══ Task material ══

PR #7331, opened 2020-06-03
Update dependencies

codesome:
Part of 2.19 release. `make update-go-deps` tried to upgrade `k8s.io/client-go` to some version which was causing compilation issues and the current version [ (v0.18.3) seems to be the latest](https://github.com/kubernetes/client-go/releases). So I have skipped it.


brian-brazil:
:+1:

Issue #7242, opened 2020-05-11
Add metrics around remote_read queries


amitabh91:
I have integrated M3DB as remote storage for Prometheus as a long term storage solution. Where M3coordinator runs as a side along with Prometheus which pushes the data to the M3DB cluster. I am able to write the metrics data into M3DB successfully. 

On executing the query prometheus_remote_storage_sent_bytes_total from Prom UI we see some incremental values, unlike prometheus_remote_storage_remote_read_queries. 

I am attaching the screenshot below for the quick reference 

**Write Data Logs**
![image](https://user-images.githubusercontent.com/7939820/81582108-41382a00-93cd-11ea-8a5d-eb67582e3894.png)

**Read Data Logs**
![image](https://user-images.githubusercontent.com/7939820/81582208-6167e900-93cd-11ea-8e68-d62b13956f32.png)

**Environment**
* System information:

   Linux 3.10.0-957.el7.x86_64 x86_64

* Prometheus version:

  prometheus, version 2.15.2 
  build user:       root@688433cf4ff7
  build date:       20200106-14:50:51
  go version:       go1.13.5

* Prometheus configuration file:
```
remote_write:
- url: http://localhost:7201/api/v1/prom/remote/write
  remote_timeout: 30s
  queue_config:
    capacity: 500
    max_shards: 1000
    min_shards: 1
    max_samples_per_send: 100
    batch_send_deadline: 5s
    min_backoff: 30ms
    max_backoff: 100ms
remote_read:
- url: http://localhost:7201/api/v1/prom/remote/read
  remote_timeout: 1m
  read_recent: true
```
Whenever we have mismatch in the  namespace value of  m3coordinator and M3DB cluster we see the below error while reading.

**m3coordinaor config**
```
clusters:
  - namespaces:
      - namespace: default
        retention: 48h
        type: unaggregated
    client:
      config:
        service:
          env: default_env
          zone: embedded
          service: m3db
          cacheDir: /var/lib/m3kv
          etcdClusters:
            - zone: embedded
              endpoints:
                - http://etcd.infra.svc.cluster.local:2379
```
**Error** 
![image](https://user-images.githubusercontent.com/7939820/81577182-c409b680-93c6-11ea-89e2-05cbe9bbec2f.png)

And with the correct namespace we don't see the error but prometheus_remote_storage_remote_read_queries still remains empty. So I believe this is a bug that needs a fix.

[...]

PR #7334, opened 2020-06-04
Added the remote read histogram

njingco:
Added the  remote read queries Histogram metrics:
- `prometheus_remote_storage_remote_read_request_duration_seconds_bucket` 
- `prometheus_remote_storage_remote_read_request_duration_seconds_count`
- `prometheus_remote_storage_remote_read_request_duration_seconds_sum`

Additional feature to PR #7328  and Issue #7242. 

Open Issue:
-  Adding status code label to the `prometheus_remote_storage_remote_read_queries_total` counter.


storage/remote/read.go
```diff
@@ -42,16 +43,27 @@ var remoteReadQueriesTotal = prometheus.NewCounterVec(
 	[]string{remoteName, endpoint},
 )
 
+var remoteReadQueriesHistogram = prometheus.NewHistogramVec(
+	prometheus.HistogramOpts{
+		Namespace: namespace,
+		Subsystem: subsystem,
+		Name:      "remote_read_request_duration_seconds",
+		Help:      "Histogram of the latency for remote read requests.",
+		Buckets:   prometheus.DefBuckets,
```
csmarchbanks, line 52: Since the default remote read timeout is 60s I think it would be worth appending 25s and 60s as additional buckets on top of the default.

cstyan:
So there's a few things happening here.

There's already precedence for a counter that has a status code label, and a histogram that doesn't: https://github.com/prometheus/prometheus/blob/master/web/web.go#L114-L129

And I think because we're using GRPC for remote write/read we can't easily get the HTTP status code without either importing `httpgrpc` from `weaveworks/common` or duplicating coding from there. We should use the same pattern from remote write however, and include a metric for failed requests: https://github.com/prometheus/prometheus/blob/master/storage/remote/queue_manager.go#L78-L91

So we could have `queries_total` and `queries_failed_total`.

cc @gouthamve

csmarchbanks:
Changing the counter to only count failed, and have the histogram count everything seems like it would work well. We still wouldn't need `queries_total` in addition to the histogram.

cstyan:
> Changing the counter to only count failed, and have the histogram count everything seems like it would work well. We still wouldn't need queries_total in addition to the histogram.

I see what you're saying, good idea.

brian-brazil:
> prometheus_remote_storage_remote_read_request_duration_seconds_bucket

This is kinda long, remote doesn't need to be said twice.

> I think because we're using GRPC for remote write/read

We don't use GRPC for either, it's all HTTP.

cstyan:
> We don't use GRPC for either, it's all HTTP.

As far as `Select` is concerned it might as well be, the clients `Read` function returns the `prompb` response which does not contain the HTTP response and status code.

storage/remote/read.go
cstyan: @njingco you can look at this PR as an example of how to add additional buckets: https://github.com/prometheus/prometheus/pull/7323

njingco: yeah for sure!

storage/remote/client.go
```diff
@@ -40,6 +42,26 @@ const maxErrMsgLen = 256
...
+var remoteReadQueriesRequestTotal = prometheus.NewCounterVec(
+	prometheus.CounterOpts{
+		Namespace: namespace,
+		Subsystem: subsystem,
+		Name:      "read_queries_request_total",
+		Help:      "Counter of remote read queries by HTTP status code.",
+	},
+	[]string{remoteName, endpoint, "code"},
+)
+
```
cstyan, line 64: This should be one metric, I'd keep the name/help text from the first.

storage/remote/client.go
```diff
@@ -55,6 +77,11 @@ type ClientConfig struct {
 	HTTPClientConfig config_util.HTTPClientConfig
 }
 
+// Initalize Counter
```
cstyan, line 80: we don't need a comment here until some point in the future when we're maybe doing something more complex in `init` :)

storage/remote/client.go
```diff
@@ -185,6 +212,14 @@ func (c *Client) Read(ctx context.Context, query *prompb.Query) (*prompb.QueryRe
 	}
 
 	httpResp, err := c.client.Do(httpReq)
+
+	remoteReadTotalCounter := remoteReadQueriesTotal.WithLabelValues(c.remoteName, c.url.String())
+	remoteReadTotalCounter.Inc()
+
+	fmt.Println("Status Code: ", httpResp.StatusCode)
```
cstyan, line 219: debug println :)

storage/remote/client.go
```diff
@@ -195,10 +230,15 @@ func (c *Client) Read(ctx context.Context, query *prompb.Query) (*prompb.QueryRe
 
 	compressed, err = ioutil.ReadAll(httpResp.Body)
 	if err != nil {
+		remoteReadRequestTotalCounter = remoteReadQueriesRequestTotal.WithLabelValues(c.remoteName, c.url.String(), "504")
```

═══

Aim of the task => Print all of the entries exactly as they are written.

Answer box =>
PR #7331, opened 2020-06-03
Update dependencies

codesome:
Part of 2.19 release. `make update-go-deps` tried to upgrade `k8s.io/client-go` to some version which was causing compilation issues and the current version [ (v0.18.3) seems to be the latest](https://github.com/kubernetes/client-go/releases). So I have skipped it.


brian-brazil:
:+1:

Issue #7242, opened 2020-05-11
Add metrics around remote_read queries


amitabh91:
I have integrated M3DB as remote storage for Prometheus as a long term storage solution. Where M3coordinator runs as a side along with Prometheus which pushes the data to the M3DB cluster. I am able to write the metrics data into M3DB successfully. 

On executing the query prometheus_remote_storage_sent_bytes_total from Prom UI we see some incremental values, unlike prometheus_remote_storage_remote_read_queries. 

I am attaching the screenshot below for the quick reference 

**Write Data Logs**
![image](https://user-images.githubusercontent.com/7939820/81582108-41382a00-93cd-11ea-8a5d-eb67582e3894.png)

**Read Data Logs**
![image](https://user-images.githubusercontent.com/7939820/81582208-6167e900-93cd-11ea-8e68-d62b13956f32.png)

**Environment**
* System information:

   Linux 3.10.0-957.el7.x86_64 x86_64

* Prometheus version:

  prometheus, version 2.15.2 
  build user:       root@688433cf4ff7
  build date:       20200106-14:50:51
  go version:       go1.13.5

* Prometheus configuration file:
```
remote_write:
- url: http://localhost:7201/api/v1/prom/remote/write
  remote_timeout: 30s
  queue_config:
    capacity: 500
    max_shards: 1000
    min_shards: 1
    max_samples_per_send: 100
    batch_send_deadline: 5s
    min_backoff: 30ms
    max_backoff: 100ms
remote_read:
- url: http://localhost:7201/api/v1/prom/remote/read
  remote_timeout: 1m
  read_recent: true
```
Whenever we have mismatch in the  namespace value of  m3coordinator and M3DB cluster we see the below error while reading.

**m3coordinaor config**
```
clusters:
  - namespaces:
      - namespace: default
        retention: 48h
        type: unaggregated
    client:
      config:
        service:
          env: default_env
          zone: embedded
          service: m3db
          cacheDir: /var/lib/m3kv
          etcdClusters:
            - zone: embedded
              endpoints:
                - http://etcd.infra.svc.cluster.local:2379
```
**Error** 
![image](https://user-images.githubusercontent.com/7939820/81577182-c409b680-93c6-11ea-89e2-05cbe9bbec2f.png)

And with the correct namespace we don't see the error but prometheus_remote_storage_remote_read_queries still remains empty. So I believe this is a bug that needs a fix.

[...]

PR #7334, opened 2020-06-04
Added the remote read histogram

njingco:
Added the  remote read queries Histogram metrics:
- `prometheus_remote_storage_remote_read_request_duration_seconds_bucket` 
- `prometheus_remote_storage_remote_read_request_duration_seconds_count`
- `prometheus_remote_storage_remote_read_request_duration_seconds_sum`

Additional feature to PR #7328  and Issue #7242. 

Open Issue:
-  Adding status code label to the `prometheus_remote_storage_remote_read_queries_total` counter.


storage/remote/read.go
```diff
@@ -42,16 +43,27 @@ var remoteReadQueriesTotal = prometheus.NewCounterVec(
 	[]string{remoteName, endpoint},
 )
 
+var remoteReadQueriesHistogram = prometheus.NewHistogramVec(
+	prometheus.HistogramOpts{
+		Namespace: namespace,
+		Subsystem: subsystem,
+		Name:      "remote_read_request_duration_seconds",
+		Help:      "Histogram of the latency for remote read requests.",
+		Buckets:   prometheus.DefBuckets,
```
csmarchbanks, line 52: Since the default remote read timeout is 60s I think it would be worth appending 25s and 60s as additional buckets on top of the default.

cstyan:
So there's a few things happening here.

There's already precedence for a counter that has a status code label, and a histogram that doesn't: https://github.com/prometheus/prometheus/blob/master/web/web.go#L114-L129

And I think because we're using GRPC for remote write/read we can't easily get the HTTP status code without either importing `httpgrpc` from `weaveworks/common` or duplicating coding from there. We should use the same pattern from remote write however, and include a metric for failed requests: https://github.com/prometheus/prometheus/blob/master/storage/remote/queue_manager.go#L78-L91

So we could have `queries_total` and `queries_failed_total`.

cc @gouthamve

csmarchbanks:
Changing the counter to only count failed, and have the histogram count everything seems like it would work well. We still wouldn't need `queries_total` in addition to the histogram.

cstyan:
> Changing the counter to only count failed, and have the histogram count everything seems like it would work well. We still wouldn't need queries_total in addition to the histogram.

I see what you're saying, good idea.

brian-brazil:
> prometheus_remote_storage_remote_read_request_duration_seconds_bucket

This is kinda long, remote doesn't need to be said twice.

> I think because we're using GRPC for remote write/read

We don't use GRPC for either, it's all HTTP.

cstyan:
> We don't use GRPC for either, it's all HTTP.

As far as `Select` is concerned it might as well be, the clients `Read` function returns the `prompb` response which does not contain the HTTP response and status code.

storage/remote/read.go
cstyan: @njingco you can look at this PR as an example of how to add additional buckets: https://github.com/prometheus/prometheus/pull/7323

njingco: yeah for sure!

storage/remote/client.go
```diff
@@ -40,6 +42,26 @@ const maxErrMsgLen = 256
...
+var remoteReadQueriesRequestTotal = prometheus.NewCounterVec(
+	prometheus.CounterOpts{
+		Namespace: namespace,
+		Subsystem: subsystem,
+		Name:      "read_queries_request_total",
+		Help:      "Counter of remote read queries by HTTP status code.",
+	},
+	[]string{remoteName, endpoint, "code"},
+)
+
```
cstyan, line 64: This should be one metric, I'd keep the name/help text from the first.

storage/remote/client.go
```diff
@@ -55,6 +77,11 @@ type ClientConfig struct {
 	HTTPClientConfig config_util.HTTPClientConfig
 }
 
+// Initalize Counter
```
cstyan, line 80: we don't need a comment here until some point in the future when we're maybe doing something more complex in `init` :)

storage/remote/client.go
```diff
@@ -185,6 +212,14 @@ func (c *Client) Read(ctx context.Context, query *prompb.Query) (*prompb.QueryRe
 	}
 
 	httpResp, err := c.client.Do(httpReq)
+
+	remoteReadTotalCounter := remoteReadQueriesTotal.WithLabelValues(c.remoteName, c.url.String())
+	remoteReadTotalCounter.Inc()
+
+	fmt.Println("Status Code: ", httpResp.StatusCode)
```
cstyan, line 219: debug println :)

storage/remote/client.go
```diff
@@ -195,10 +230,15 @@ func (c *Client) Read(ctx context.Context, query *prompb.Query) (*prompb.QueryRe
 
 	compressed, err = ioutil.ReadAll(httpResp.Body)
 	if err != nil {
+		remoteReadRequestTotalCounter = remoteReadQueriesRequestTotal.WithLabelValues(c.remoteName, c.url.String(), "504")
```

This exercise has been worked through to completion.